🤖 AI Summary
To address the performance limitations of pretrained language models for low-resource languages—specifically isiXhosa, hindered by severe scarcity of training data—this work pioneers the application of the data-efficient BabyLM paradigm to isiXhosa. Leveraging a minimal monolingual corpus (<1 GB), we pretrain two lightweight architectures: ELC-BERT and MLSM. These models are then fine-tuned and evaluated on part-of-speech (POS) tagging and named entity recognition (NER).
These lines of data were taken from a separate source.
Issue #173, opened 2016-09-15
User-defined temperatures of collision partners


migueldvb:
It is not supported in the code to have a different temperature distribution for each collisional partner. This could be useful to be able to define a temperature profile for the electrons when they are included as collisional partner and they are thermally decoupled from the neutral gas.

tlunttil:
It shouldn't be too difficult to allow the possibility of several temperature distributions. However, before writing a PR it's maybe better to wait until we've decided whether we're going to make changes to some of the related data structures. I think @allegroLeiden  may have some plans about that.

allegroLeiden:
Yes, I think it would be better to wait at least until after 1.7 before thinking about enhancements. The code structure ought to settle down by then.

Results show a +3.2-point improvement in NER F1 score, with certain configurations outperforming multilingual XLM-R. The study reveals that architectural design critically influences representation learning in low-resource settings. It empirically validates the practical viability of BabyLM for under-resourced languages while underscoring the acute shortage of high-quality monolingual pretraining data for isiXhosa.
📝 Abstract
The BabyLM challenge called on participants to develop sample-efficient language models. Submissions were pretrained on a fixed English corpus, limited to the amount of words children are exposed to in development (<100m). The challenge produced new architectures for data-efficient language modelling, which outperformed models trained on trillions of words. This is promising for low-resource languages, where available corpora are limited to much less than 100m words. In this paper, we explore the potential of BabyLMs for low-resource languages, using the isiXhosa language as a case study. We pretrain two BabyLM architectures, ELC-BERT and MLSM, on an isiXhosa corpus. They outperform a vanilla pretrained model on POS tagging and NER, achieving notable gains (+3.2 F1) for the latter. In some instances, the BabyLMs even outperform XLM-R. Our findings show that data-efficient models are viable for low-resource languages, but highlight the continued importance, and lack of, high-quality pretraining data. Finally, we visually analyse how BabyLM architectures encode isiXhosa.